Overall he's going to be a nice signing because he's coming back next week. And then Framber, who knows when he'll be back. But that gives you some depth. But I think pitching depth is their number one concern. I thought going into the season also like I said earlier will their fourth core players on the infield, will those guys bounce back. So far they have. Bregman's off to a hot start for the first time in his career.

Altuve looks like he's back at his level. So far Gurriel already has two, three head games, did not have a head game last year. Bregman, Swain are really good bats. So not as concerned about them if I'm Astros but it comes down to pitching depth. But pitching is always something you can address later in the season.

They have some arms in the minors they can call up. They can go make a deal with the trade deadline if they have to, so they're on the boat with everybody else. You've got to get more pitching. But they're going-- they're going to need some of their younger arms and the colors to go deeper in the games. And then later in the season, pitch more innings than they've ever pitched in their lives, and you have to wonder how they'll respond.

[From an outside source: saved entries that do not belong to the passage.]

PR #595, opened 2026-08-31
pg_lake_engine: restrict the host in user-supplied Azure URLs

sfc-gh-mslot:
## Problem

`CheckUserSuppliedURL()` rejects DuckDB query parameters that are not on a small allowlist, which closes the endpoint override that arrives in a URL query string:

```sql
COPY t FROM 's3://bucket/key?s3_endpoint=169.254.169.254&s3_use_ssl=false';  -- rejected
```

The Azure schemes do not need a query string, because they carry the storage endpoint in the URL host:

```
abfss://<container>@<account>.<endpoint>/<path>
az://<account>.<endpoint>/<container>/<path>
azure://<account>.<endpoint>/<container>/<path>
```

DuckDB's azure filesystem builds its request target as `https://<account>.<endpoint>`, taking both halves from the URL, so a user who can supply a URL could point the server at any reachable host and read the response back as query rows, or write query output to it:

```sql
COPY t FROM 'abfss://c@169.254.169.254/latest/meta-data/' WITH (format 'csv');
COPY (SELECT * FROM secrets) TO 'abfss://c@collector.internal/out.csv' WITH (format 'csv');
```

The reachable entry points are every caller of the URL checks: `COPY ... FROM/TO`, the `lake_file` functions, the `path` and `location` options of a foreign table, `CREATE TABLE ... WITH (load_from = ...)`, and Iceberg table locations. A `NOTE:` in `roles.c` already recorded the gap.

## Solution

Add `CheckAzureURLHost()` to `CheckUserSuppliedURL()`, so it applies at the same chokepoint every caller already goes through.

- A URL that names no endpoint is unchanged. With no dot in the host, DuckDB takes the account and the endpoint from an Azure secret, which only an admin can create, so `az://<container>/<path>` (the form every Azure test and every documented example uses) still works.
- A URL that names a host has to sit under one of the suffixes in the new `pg_lake.allowed_azure_host_suffixes`. The default covers the dfs and blob endpoints of the public, US Government and China clouds. The setting is `PGC_SUSET`, so a role that can supply URLs cannot widen it, and an admin running against a private or sovereign endpoint can.
- The suffix match falls on a label boundary and has to leave at least one character of account name, so neither `evilblob.core.windows.net` nor a bare `blob.core.windows.net` passes for `.blob.core.windows.net`.
- A dot or a second `@` in the container part is rejected as malformed. DuckDB's parser splits the authority differently on those inputs (`abfss://c.d@internal-service/x` reaches a single label host, and a second `@` turns the allowed suffix into URL userinfo), which is another way to reach a host the suffix check would otherwise reject.
- The setting has a check hook, so a list that does not parse is rejected at `SET` time. Without one the `SET` succeeds and every Azure URL then fails later, inside the host check, which is a confusing place to read a misconfiguration from.

`gs://` and `gcs://` do not need the same treatment. There the URL host is the bucket, and `s3fs.cpp` forces the endpoint to `storage.googleapis.com` unless it was overridden from a secret specifically, so a URL cannot move the request. The `s3_endpoint` query parameter, which is the only URL level override, is already rejected.

## Test plan

New cases in `pg_lake_copy/tests/pytests/test_security.py`, beside the existing query-parameter regression tests:

- eight rejected URLs (IP literal host, internal name, suffix-lookalike hosts, userinfo smuggling, `az://` and `azure://` with a fully qualified account, dotted container), each on the read path and on the write path
- the same URL rejected through a foreign table `path` option
- a host under an allowed suffix must get past the URL check and fail later, in the storage client
- `az://<container>/<path>` still round-trips through the Azure test server
- a non-superuser cannot `SET pg_lake.allowed_azure_host_suffixes`
- adding a suffix makes the previously rejected URL pass the URL check
- a malformed suffix list is rejected at `SET` time and leaves the previous list in place

`test_security.py` is green (35 passed), pgindent and black are clean. The check-hook case was sentinelled: with the hook unwired the malformed `SET` succeeds and the test fails.

### DIFF
--- a/pg_lake_iceberg/src/iceberg/read_manifest.c
+++ b/pg_lake_iceberg/src/iceberg/read_manifest.c
@@ -85,7 +85,7 @@ static IcebergScalarAvroType IcebergAvroTypeFromString(const char *physicalTypeN
 List *
 ReadIcebergManifests(const char *manifestListPath)
 {
-	CheckURLReadAccess(manifestListPath);
+	ValidateStorageURL(manifestListPath);
 
 	size_t		contentLength = 0;
 	char	   *manifestListBlob = GetBlobFromURI(manifestListPath, &contentLength);
@@ -135,7 +135,7 @@ ReadIcebergManifests(const char *manifestListPath)
 List *
 ReadManifestEntries(const char *manifestPath)
 {
-	CheckURLReadAccess(manifestPath);
+	ValidateStorageURL(manifestPath);
 
 	size_t		contentLength = 0;
 	char	   *manifestBlob = GetBlobFromURI(manifestPath, &contentLength);
@@ -258,7 +258,7 @@ ReadDataFileFromAvro(avro_value_t * record, DataFile * dataFile, ManifestReaderC
 	AvroGetInt32Field(record, "content", AVRO_FIELD_REQUIRED, (int32_t *) &dataFile->content);
 	AvroGetStringField(record, "file_path", AVRO_FIELD_REQUIRED, &dataFile->file_path, &dataFile->file_path_length);
 
-	CheckURLReadAccess(dataFile->file_path);
+	ValidateStorageURL(dataFile->file_path);
 
 	AvroGetStringField(record, "file_format", AVRO_FIELD_REQUIRED, &dataFile->file_format, &dataFile->file_format_length);
 
--- a/pg_lake_iceberg/src/iceberg/read_manifest.c
+++ b/pg_lake_iceberg/src/iceberg/read_manifest.c
@@ -28,6 +28,7 @@
 #include "pg_lake/iceberg/manifest_spec.h"
 #include "pg_lake/avro/avro_reader.h"
 #include "pg_lake/copy/copy_format.h"
+#include "pg_lake/permissions/roles.h"
 #include "pg_lake/util/s3_reader_utils.h"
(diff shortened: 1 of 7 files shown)


pg_lake_iceberg/src/iceberg/read_manifest.c
```diff
@@ -84,6 +85,8 @@ static IcebergScalarAvroType IcebergAvroTypeFromString(const char *physicalTypeN
 List *
 ReadIcebergManifests(const char *manifestListPath)
 {
+	CheckURLReadAccess(manifestListPath);
```
sfc-gh-mslot: this is a permissions check, which is a significant behavioral change. We don't expect a user who has read permissions on a table to require the lake_read role that gives access to all buckets as well.

sfc-gh-dachristensen (approved):
One thing to verify; the bracketed IPv6 literal: abfss://c@[::1]/x contains no ., so the check returns early and allows it.  Prob add to the test suite and see what happens.

sfc-gh-dachristensen:
@sfc-gh-mslot Wonder if this one should be backported, and if so how far back.

sfc-gh-mslot:
> @sfc-gh-mslot Wonder if this one should be backported, and if so how far back.

probably just 3.5, it's a behavioral change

DAVID NUNO: Right. Last thing for you, you mentioned the Yankee environment a couple of years back. May 4th they're back there in New York, what do you expect to see from that, that atmosphere there for the Astros?

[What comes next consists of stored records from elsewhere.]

PR #600, opened 2026-09-01
Map Iceberg fixed[L] to BLOB when reading parquet

sfc-gh-abozkurt:
## Problem

Selecting an Iceberg column declared as `fixed[L]` fails. The read never
reaches the data files:

```
Invalid Input Error: Value "fixed[67108864]" can not be converted to a DuckDB Type
```

For small `L` the same query fails with `Type with name fixed does not exist`
or an internal error about type `UNKNOWN`. Writers that use `fixed[L]` for
binary columns (a common choice when the column has a declared max length)
produce tables that pg_lake registers correctly, reports as `bytea` in
`pg_attribute`, and then cannot read.

## Solution

`GetSchemaType()` puts the Iceberg type name straight into the
`read_parquet(.., schema=map {..})` option. That works for every other
Iceberg primitive because their names double as DuckDB type names (`long`,
`string`, `binary`, `timestamptz`, ...). `fixed[L]` is the exception: DuckDB
parses `X[N]` as a fixed-size array, so it either rejects the length or
resolves an element type named `fixed` that does not exist. Translate it to
`BLOB`, which is already what the column is read as everywhere else
(`IcebergTypeNameToDuckdbTypeName()` maps `fixed` to `BLOB`, and the
projection the planner builds is `CAST(.. AS BLOB)`).

The schema option covers every field in the table, not just the projected
ones, so a single unread `fixed[L]` column breaks all reads of that table.

## Test plan

- [x] `test_iceberg_nested_types` now projects the `fixed[16]` column that the
      `bids` fixture already had, plus the plain `binary` column next to it.
      The fixture used one repeated value, so the rows now differ.
- [x] Verified the new assertion fails without the fix
      (`Type with name fixed does not exist!`) and passes with it.
- [x] `pytest tests/pytests/test_iceberg_read_only.py` and the iceberg types,
      field-id, DDL and changelog test files pass locally.

### DIFF
--- a/pg_lake_table/tests/pytests/test_iceberg_read_only.py
+++ b/pg_lake_table/tests/pytests/test_iceberg_read_only.py
@@ -98,6 +98,15 @@ def test_iceberg_nested_types(pg_conn, bids_table, extension):
     assert result[0]["created_by"] == "joe"
     assert result[1]["created_by"] == "john"
 
+    # binary and fixed-length binary columns must be projectable, not just
+    # visible in the table definition
+    result = run_query("select data, fixed_data from bids order by bid", pg_conn)
+    assert len(result) == 4
+    assert bytes(result[0]["data"]) == b"tt5678"
+    assert bytes(result[0]["fixed_data"]) == b"bbbbbbbbbbbbbbbb"
+    assert bytes(result[1]["data"]) == b"1"
+    assert bytes(result[1]["fixed_data"]) == b"aaaaaaaaaaaaaaaa"
+
     pg_conn.rollback()
 
 
@@ -253,7 +262,7 @@ def bids_table(iceberg_catalog):
                 "ask": 1.0,
                 "details": {"created_by": "john"},
                 "data": b"1",
-                "fixed_data": b"1234567890123456",
+                "fixed_data": b"aaaaaaaaaaaaaaaa",
             },
             {
                 "datetime": datetime(2024, 1, 2),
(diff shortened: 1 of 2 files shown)


pg_lake_table/tests/pytests/test_iceberg_read_only.py
```diff
@@ -253,7 +262,7 @@ def bids_table(iceberg_catalog):
                 "ask": 1.0,
                 "details": {"created_by": "john"},
                 "data": b"1",
-                "fixed_data": b"1234567890123456",
+                "fixed_data": b"aaaaaaaaaaaaaaaa",
```
sfc-gh-mslot, line 265: what was wrong with the old value?

sfc-gh-mslot (approved):

pg_lake_table/tests/pytests/test_iceberg_read_only.py
sfc-gh-abozkurt: Nothing — the old value worked, this is a test-strength change and it has no bearing on the fix.

All four rows carried the identical `b"1234567890123456"`, so an assertion on the projected column passes even if the reader hands back the same buffer four times, or returns the rows in the wrong order. With distinct values per row, `select data, fixed_data from bids order by bid` actually pins per-row content.

It's safe because the length stays at 16 bytes, which is what `FixedType(16)` (line 223) and `pyarrow.binary(16)` (line 243) require, and nothing else asserts on the value — the only other references are the type-name checks at line 94 here and in `test_iceberg_empty_table.py`.

Happy to drop it and keep only the new projection assertions if you'd rather the fixture stay untouched.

BRIAN MCTAGGART: Yeah, it's going to be wild. I'm not sure what the capacity is in Yankee Stadium. I-- I think it might be 25% at this point. So I don't know if maybe they'll bump that up just in time for the Astros. But, you know, the Astros have knocked the Yankees out of the playoffs three times here since 2015. And of course, right up the 2017 season, you know, they did it and-- and I think, you know, that's probably going to be their toughest environment, I think.

When you talk about the whole cheating scandal and booing I think Dodger Stadium's is going to be up there as well for obvious reasons. But Yankee Stadium is a different place. So they're going to go there early in the season and get it out of the way. Maybe they'll face Giara Colo that would be a fun story line as well. But most definitely going to be some must see TV when the Astros are up there in the Bronx for sure.

RAHEEL RAMZANALI: It's going to be so good. All right, Brian, before you go. Give me a tidbit. Come on.

BRIAN MCTAGGART: Wow, you caught me off guard with titbits.

RAHEEL RAMZANALI: Yeah, I need a McTaggart titbit.

BRIAN MCTAGGART: You need a tidbit, wow. You got to check Twitter on that one because I've-- I've not had a time to prepare the titbits yet. So if I have one for you I'll be happy to share it. But let me think. No, I got nothing.

RAHEEL RAMZANALI: No, it's fine we'll check on Twitter, it's OK. I just wanted to see if you had a tidbit like ready to go.

BRIAN MCTAGGART: No, I do not, sorry, no.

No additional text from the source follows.